Still, the AQI hovered around 250 on Sunday, in the “very unhealthy” range. Does Sandilya recommend running a half marathon under these conditions? “Absolutely not. I would not run when the air quality is that bad,” he says. “When you’re running, you’re taking deep breaths so you’re even more exposed than you would be if you were just walking.”

Race organizers did their best to improve air quality on the course: They covered the roads with salted water to minimize dust, brought in 150 mist fans to cleanse the air, and kept vehicles off the route for hours before the race. They also offered full refunds to any runners who wanted to back out. Next year, they hope to dodge similar pollution problems by scheduling the race on a different date.

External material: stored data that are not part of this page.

PR #123, opened 2018-11-05
Changed primary health check to only check dependencies that are mark…

nab0310:

The primary health check was changed from checking all dependencies to just checking primary ones. This is the way the health checks were originally intended to work. I also made some changes to the testing framework for the service project. 

### How was it tested?

`mvn clean install`

### How to test

@nathanschile 
@johnlcox


health/service/src/main/java/com/cerner/beadledom/health/HealthModule.java
```diff
@@ -116,8 +116,6 @@ protected void configure() {
     Multibinder<Module> jacksonModuleBinder = Multibinder.newSetBinder(binder(), Module.class);
     jacksonModuleBinder.addBinding().to(Jdk8Module.class);
     jacksonModuleBinder.addBinding().to(JavaTimeModule.class);
-
-    install(MultibindingsScanner.asModule());
```
nab0310: This was incorporated into default Guice as of 4.4. https://google.github.io/guice/api-docs/4.2/javadoc/com/google/inject/multibindings/MultibindingsScanner.html

health/service/src/main/java/com/cerner/beadledom/health/HealthDependency.java
```diff
@@ -9,7 +9,7 @@
  */
 public abstract class HealthDependency {
 
-  private Boolean primary = false;
+  private Boolean primary = true;
```
nab0310: This is a change from defaulting the HealthDependencies from secondary to primary. Because we don't know if our consumers rely on the previous behavior (of `meta/health` checking dependencies if they were uncategorized) one of the solutions we came up with was to make the dependencies default to primary if unspecified. This change preserves the functionality of `meta/health` for projects that don't specify dependency  importance but I'm not sure that it is the correct way to handle this. Feedback would be appreciated.

health/service/src/main/java/com/cerner/beadledom/health/internal/HealthChecker.java
```diff
@@ -56,8 +57,13 @@
    * Other metadata fields on the HealthDto will also be populated.
    */
   public HealthDto doPrimaryHealthCheck() {
-    // TODO - allow some dependencies to be marked as 'secondary', and skip those here
-    return checkHealth(healthDependencies.values());
+    List<HealthDependency> dependencies = new ArrayList<>();
```
nathanschile: You can use the stream api,

```
List<HealthDependency> primaryHealthDependencies = healthDependencies.values().stream()
        .filter(HealthDependency::getPrimary)
        .collect(Collectors.toList());
```

Another option would be to create to create two maps in the constructor, one with the primary and the other with the ancillary dependencies.

health/service/src/test/java/com/cerner/beadledom/health/HealthServiceModule.java
```diff
@@ -0,0 +1,36 @@
...
+  public void configure() {
+    install(new HealthModule());
+  }
+
+  @Provides
+  ServiceMetadata provideServiceMetadata() {
+    return ServiceMetadata.builder()
+        .setBuildInfo(
+            BuildInfo.builder()
+                .setArtifactId("Lombre")
```
nathanschile: Lets use more realistic values

health/service/src/test/scala/com/cerner/beadledom/health/resource/BaseSpec.scala
```diff
@@ -0,0 +1,57 @@
...
+
+  val mustacheFactory = new DefaultMustacheFactory("com/cerner/beadledom/health")
+
+  protected var primaryHealthyDependency: HealthDependency = createDependency(Primitives.generateString(), healthy = true, primary = true)
+  protected var ancillaryHealthyDependency: HealthDependency = createDependency(Primitives.generateString(), healthy = true, primary = false)
+  protected var primaryUnhealthyDependency: HealthDependency = createDependency(Primitives.generateString(), healthy = false, primary = false)
+  protected var ancillaryUnhealthyDependency: HealthDependency = createDependency(Primitives.generateString(), healthy = false, primary = false)
+
+
+  def createDependency(name: String, healthy: java.lang.Boolean, primary: Boolean): HealthDependency =
```
nathanschile: `healthy` can also be a Scala Boolean

testing/src/main/scala/com/cerner/beadledom/testing/Primitives.scala
```diff
@@ -0,0 +1,20 @@
...
+
+import org.scalacheck.Gen
+import org.scalacheck.rng.Seed
+
+/**
+  * Data generation for primitive types.
+  *
+  * @author Nick Behrens
+  */
+
```
nathanschile: nit. Extra space

health/service/src/test/scala/com/cerner/beadledom/health/resource/DependenciesResourceImplSpec.scala
```diff
@@ -1,59 +1,52 @@
...
-  val mustacheFactory = new DefaultMustacheFactory("com/cerner/beadledom/health")
-  val mockUriInfo = mock[UriInfo]
-  val mockUriBuilder = mock[UriBuilder]
-  val url = URI.create("demoUrl")
-  val healthModule = new AbstractModule {
+  * Spec tests for DependenciesResourceImplSpec.
+  *
+  * @author Nimesh Subramanian
+  */
+
```
nathanschile: nit. Remove empty line.

health/service/pom.xml
```diff
@@ -16,6 +16,10 @@
       <groupId>com.cerner.beadledom</groupId>
```
nathanschile: Add changes to CHANGELOG.md, add yourself to CONTRIBUTORS.md

health/service/src/main/java/com/cerner/beadledom/health/internal/HealthChecker.java
nab0310: Changed to use stream api: https://github.com/nab0310/beadledom/commit/4928608b1f95af3516d4c682c8c88b17c0832d15

health/service/src/test/scala/com/cerner/beadledom/health/resource/BaseSpec.scala
nab0310: Changed to a scala boolean: https://github.com/nab0310/beadledom/commit/4928608b1f95af3516d4c682c8c88b17c0832d15

testing/src/main/scala/com/cerner/beadledom/testing/Primitives.scala
nab0310: removed this file in a future commit

health/service/pom.xml
nab0310: Added myself here: https://github.com/cerner/beadledom/pull/123/commits/bd033376b739f9d4baae3808ec2f105145d1f7c3

Do you think these changes would be classified as a defect?

health/service/src/test/scala/com/cerner/beadledom/health/resource/DependenciesResourceImplSpec.scala
nab0310: removed here:https://github.com/cerner/beadledom/pull/123/commits/bd033376b739f9d4baae3808ec2f105145d1f7c3

CHANGELOG.md
```diff
@@ -9,9 +9,7 @@
 
 ### Defects Corrected
 * Fix isHealthy field being included in the health dependency list JSON.
-
-### Defects Corrected
-* Fix isHealthy field being included in the health dependency list JSON.
+* Primary Health Check checking all dependencies.
```
nathanschile: I would give more detail of the changes. Something like

```
* Health resource (/health) now excludes non-primary health dependencies. The non-primary dependencies are still included in the diagnostic resource (/health/diagnostic). The default for health dependencies is also changed to be primary.
```

health/service/pom.xml
nathanschile: I would keep it as a defect since we shouldn't have been returning non-primary dependencies from the health resource.

CHANGELOG.md
nab0310: Changed it to your suggestion here: https://github.com/cerner/beadledom/pull/123/commits/7e25d081e7a14dc0701cb9573ab0645fbddd6414

health/service/src/test/java/com/cerner/beadledom/health/HealthServiceModule.java
nab0310: Changed the values here: 82d60f08015ffdfdef327b1e929f9dc901c880b3

health/service/src/main/java/com/cerner/beadledom/health/HealthDependency.java
johnlcox: This is basically passive.

I think the only change in behavior will be for any dependency implementations that explicitly set `primary` to false, they will actually be excluded from the health check. Arguably this was their intent anyway.

johnlcox: Would it be beneficial to add an ADR directory and include a small ADR documenting our decision on this?

health/service/src/main/java/com/cerner/beadledom/health/internal/HealthChecker.java
```diff
@@ -56,8 +57,10 @@
    * Other metadata fields on the HealthDto will also be populated.
    */
   public HealthDto doPrimaryHealthCheck() {
-    // TODO - allow some dependencies to be marked as 'secondary', and skip those here
-    return checkHealth(healthDependencies.values());
+    List<HealthDependency> primaryHealthDependencies = healthDependencies.values().stream()
+        .filter(HealthDependency::getPrimary)
+        .collect(Collectors.toList());
```
johnlcox: Is there a way to avoid converting this back into a list? The `checkHealth` method really just needs to be able to iterate over the dependencies and doesn't actually need it to be a list.

It's likely a very small list right now, so it probably doesn't matter for performance. If it's easy to do, then we should change this, but I'm not sure the best way while using streams.

cc: @nathanschile

health/service/src/main/java/com/cerner/beadledom/health/HealthDependency.java
johnlcox: Might be beneficial to add an alternative constructor that allows setting the primary value. An explicit default constructor would need to also be added for passivity.

This would allow implementors to just set the value in the constructor rather than overriding the `getPrimary` method.

Also, `getPrimary` isn't a great name. Could that method be deprecated and a new `isPrimary` method be added that returns the result of calling `getPrimary`? `isPrimary` could even be final to encourage using the new constructor instead of overriding `getPrimary`.

johnlcox: All our other code that uses `getPrimary` can also be changed to call `isPrimary`

nab0310: Added here: https://github.com/nab0310/beadledom/commit/6a0bd44aac6b9099379a8be557aeabc47089dafa

health/service/src/main/java/com/cerner/beadledom/health/internal/HealthChecker.java
nab0310: I'm not sure if there's a way we can do it and preserve the streaming. The basic tenants of streaming in java is that we filter a set of values by a condition and the collect them at the end. 

We might be able to do it by turning it into an iterator and then turning that into an iterable but that seems like a bad solution. 

`healthDependencies.values().stream()
        .filter(HealthDependency::getPrimary).iterator();`

Then,

`Iterable<HealthDependency> iterable = () -> primaryHealthDependencies;`

http://www.lambdafaq.org/how-can-i-turn-an-iterator-into-an-iterable/

johnlcox: I saw that post as well. That doesn't read as cleanly as what we have now.

I think the best approach would be to refactor `checkHealth` completely so that we could use a `map` function on the stream we already have here to dependency DTOs. However, I don't think it's worth the effort on this PR.

health/service/src/main/java/com/cerner/beadledom/health/HealthDependency.java
johnlcox: Making it final won't affect consumers at all since it's new, and if it's implemented by just calling `getPrimary` it won't break consumers from a behavior perspective either.

health/adr/default_dependencies_primary.md
```diff
@@ -0,0 +1,18 @@
+## **Title**: Dependencies Default to Primary
```
johnlcox: I want to check on @nathanschile's opinion. Is this the desired structure for ADRs or should there be one adr directory at the root of the project and then the filenames/titles could provide the additional context for which module they relate too?

health/service/src/main/java/com/cerner/beadledom/health/HealthDependency.java
nab0310: Oh, I see. I got `getPrimary` and `isPrimary` mixed up

health/adr/default_dependencies_primary.md
nathanschile: I think we should have the adr directory at the root. This would help with global decisions that may are not limited to a particular module.

health/service/src/main/java/com/cerner/beadledom/health/HealthDependency.java
nab0310: I made the new methods and created constructors here: https://github.com/cerner/beadledom/pull/123/commits/55cb09b555062c4ae1c016add5f38d260667fb36

health/adr/default_dependencies_primary.md
nab0310: I moved the adr directory to root, I wasn't sure what directory structure to have, so I just put the adr under the `adr/health` directory. Do we want something like that? Or I was thinking about breaking it up by concept, in this case, having a `adr/dependency` directory. Opinions?

Commit: https://github.com/cerner/beadledom/pull/123/commits/a44583a8072c278fdc538d566510516b2cbb8f23

@johnlcox @nathanschile

health/service/src/main/java/com/cerner/beadledom/health/HealthDependency.java
```diff
@@ -9,7 +9,22 @@
...
+  /**
+   * A constructor for Heath Dependencies that sets the dependency to be a primary one.
+   */
+  public HealthDependency() {
+    primary = true;
+  }
+
+  /**
+   * A constructor that allows the user to pass in if the dependency is primary or not.
+   * @param primary A boolean to indicate if the health dependency is primary or not.
```
johnlcox: Add a line break before the at-params. 

The at-params should *not* be full sentences, so start with a lower case letter and do not include a period at the end.

health/service/src/main/java/com/cerner/beadledom/health/HealthDependency.java
```diff
@@ -35,10 +50,18 @@
   /**
    * Returns a Boolean to indicate if this check is a primary check for this service.
    */
+  @Deprecated
   public Boolean getPrimary() {
     return primary;
   }
 
+  /**
+   * Returns a Boolean to indicate if this dependency is a primary dependency for this service.
```
johnlcox: Even simpler for boolean methods is something like `Returns true if this is a primary dependency; otherwise false.`

nab0310: Changed the boolean methods here: https://github.com/cerner/beadledom/pull/123/commits/95686b23b05f48a497bd6fac0a15acfb9712165b

health/service/src/main/java/com/cerner/beadledom/health/HealthDependency.java
nab0310: Added the line break and made it not a sentence: https://github.com/cerner/beadledom/pull/123/commits/95686b23b05f48a497bd6fac0a15acfb9712165b

health/service/src/main/java/com/cerner/beadledom/health/HealthDependency.java
```diff
@@ -35,10 +50,18 @@
   /**
    * Returns a Boolean to indicate if this check is a primary check for this service.
```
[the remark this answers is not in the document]
nab0310: Added the deprecated tag as well as told them to use `{@link #isPrimary()}` to access and added a sentence about using the constructors instead of overriding the method: https://github.com/cerner/beadledom/pull/123/commits/95686b23b05f48a497bd6fac0a15acfb9712165b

Running in highly polluted air isn’t just more dangerous than running in clean air, Rajagopalan says. It’s more difficult too, because the dirty air can tighten up your airways. “It’s probably not a good idea to be running a half marathon because you’re going to be inhaling quite a bit,” he says.

Completing a half marathon has its own health benefits, so the pluses might seem to outweigh the risks of breathing in toxic air. That's not necessarily true. “When you’re running a marathon, you’re inhaling the air you’re trying to avoid. There comes a point where the health benefits of exercise cannot override or compensate for the negative health impacts of air pollution exposure,” Rajagopalan says.

Many runners traveled from other parts of India and the world to run the half marathon. After the race, those runners boarded planes back home, where the air is presumably cleaner than the Delhi smog. But for the locals, Delhi's toxic air isn't a weekend-long inconvenience—it's life.